• dog_epilepsy

Epilepsy and its treatment in dogs

Introduction

Epilepsy is the most common medical neurological disorder in dogs, and even due to anti-epileptic drugs, many dogs still suffer from seizures. It is important to study canine epilepsy and its cause, so a treatment can be offered. In this research paper we will address different causes, treatments and risk factors related to canine epilepsy.

Physiology of epilepsy

At a cellular and molecular level, the pathogenesis and pathophysiology of epilepsy are being studied thoroughly, but still little is known about the cause of epilepsies in dogs (Cui et al, 2017). Epilepsy is defined as recurring seizures caused by an abnormality in brain function. These repetitive seizures are a result of the brain’s response to abnormal systemic metabolism, such as hypoglycemia, hypocalcemia, uremia, etc (Cui et al, 2017). The frequency and severity of seizures vary. Certain factors such as sleep deprivation, stress and hormonal factors show an increase in seizures (Forsgård et al, 2018). There are also recorded a correlation between the severity of a seizure and breed. Epilepsy is not terminal. Quality of life is the most important factor for a chronic medical disease like epilepsy. Euthanasia may be used as an option if the dog's quality of life is dramatically reduced or the financial and emotional burden exceeds the owner's limitations (Podell et al, 2016).

Types of canine epilepsies

Epilepsy can be inherited (genetic epilepsy), from structural defects in the brain (symptomatic epilepsy) or it can be caused by an unknown cause (idiopathic epilepsy) (“Epilepsy Research Initiative”, 2021). Identification of the type of epilepsy is important as it will tell what treatment is best suited.

Some gene mutations can be identified and help in the diagnosis of epilepsy. Most studies, however, have yet to identify causative gene mutations, implying that inheritance may involve several or many susceptibility genes and reflect additional environmental interactions (Ekenstedt et al, 2012). The symptomatic type of epilepsy can be caused either by abnormal brain structure, brain abnormalities such as tumors, head trauma or infectious diseases such as rabies or tetanus (Cui et al, 2017). Idiopathic is the most common type of epilepsy, and also the hardest type of epilepsy to identify as there is no direct cause for the seizures (Hülsmeyer et al, 2015).

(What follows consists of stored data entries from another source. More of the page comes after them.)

PR #4896, opened 2019-10-11
Add fix for 'pg' turning cockroachdb ints to strings

csuich2:
In an attempt to get `next` building, I found the reason for one of the CockroachDB failures. According to https://github.com/cockroachdb/cockroach/issues/14701, `pg` treats bigint values as strings, because they can be 64-bit, but JS only supports 53-bit numbers.

There is a proposed workaround which I have put into TypeORM and verified it fixes the test. However, additional tests are now failing because the `column-types-cockroach.ts` tests were coded to assume that cockroach numbers are actually strings.

I *think* the fix from that PR is a good start, but I'm not an expert at what is going on here.

### DIFF
--- a/src/driver/cockroachdb/CockroachDriver.ts
+++ b/src/driver/cockroachdb/CockroachDriver.ts
@@ -672,6 +672,23 @@ export class CockroachDriver implements Driver {
     protected loadDependencies(): void {
         try {
             this.postgres = PlatformTools.load("pg");
+            // https://github.com/cockroachdb/cockroach/issues/14701
+            this.postgres.types.setTypeParser(20, (value: string) => {
+                const parsed = parseInt(value);
+
+                // Is this number safe to convert?
+                if (parsed.toString() !== value) {
+                  return value;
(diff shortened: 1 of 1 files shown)


pleerock:
This isn't a good approach and can break both types and give unpredicted errors. For a regular "number" we use ints, if user specify some specific type, for example "integer" we can use strings.

This code helps to understand when we do parseInt:

https://github.com/pleerock/typeorm/blob/a925be97a6e21c58b2941ba5e11be9eeb91ac30c/src/driver/cockroachdb/CockroachDriver.ts#L339

This code helps to understand how we handle int and non int column types

https://github.com/typeorm/typeorm/blob/15a3e876f415856c594eb08458e907395b16ddc8/test/functional/database-schema/column-types/cockroachdb/column-types-cockroach.ts#L30

imnotjames:
@csuich2 Tests fail for this & you didn't add any tests that confirm the behavior that's intended.  Can you do that?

Diagnosis and identification

For diagnosis, at least two unprovoked seizures are necessary, or one seizure paired with other symptoms, such as an acute head injury, past stroke, or an abnormality on an electroencephalogram (EEG) brain scan (Hülsmeyer et al, 2015). But this is only successful in some cases as most cases of epilepsy in dogs are from unknown causes.

Gene mutations

There are two types of canine epilepsies for which gene mutations have been identified: progressive myoclonic epilepsies and idiopathic epilepsy (Ekenstedt et al, 2013). So far, nine genes have been identified as being associated with progressive myoclonic epilepsies in a variety of dog breeds (Ekenstedt et al, 2013). Genetic idiopathic epilepsy research has been less effective, with only one relevant gene identified (Ekenstedt et al, 2013). For these ten kinds, genetic testing is available to help with diagnosis, prognosis, and breeding options (Ekenstedt et al, 2013). Process of elimination As mentioned much is still unknown about the cause of epilepsy in dogs. Therefore, it is also difficult to accurately diagnose. As with idiopathic epilepsy, it is a process of elimination (Unger et al, 2021). When all other neurological disorders resulting in seizures have been disproven the answer is usually idiopathic epilepsy.

Process of elimination

As mentioned much is still unknown about the cause of epilepsy in dogs. Therefore, it is also difficult to accurately diagnose. As with idiopathic epilepsy, it is a process of elimination (Unger et al, 2021). When all other neurological disorders resulting in seizures have been disproven the answer is usually idiopathic epilepsy.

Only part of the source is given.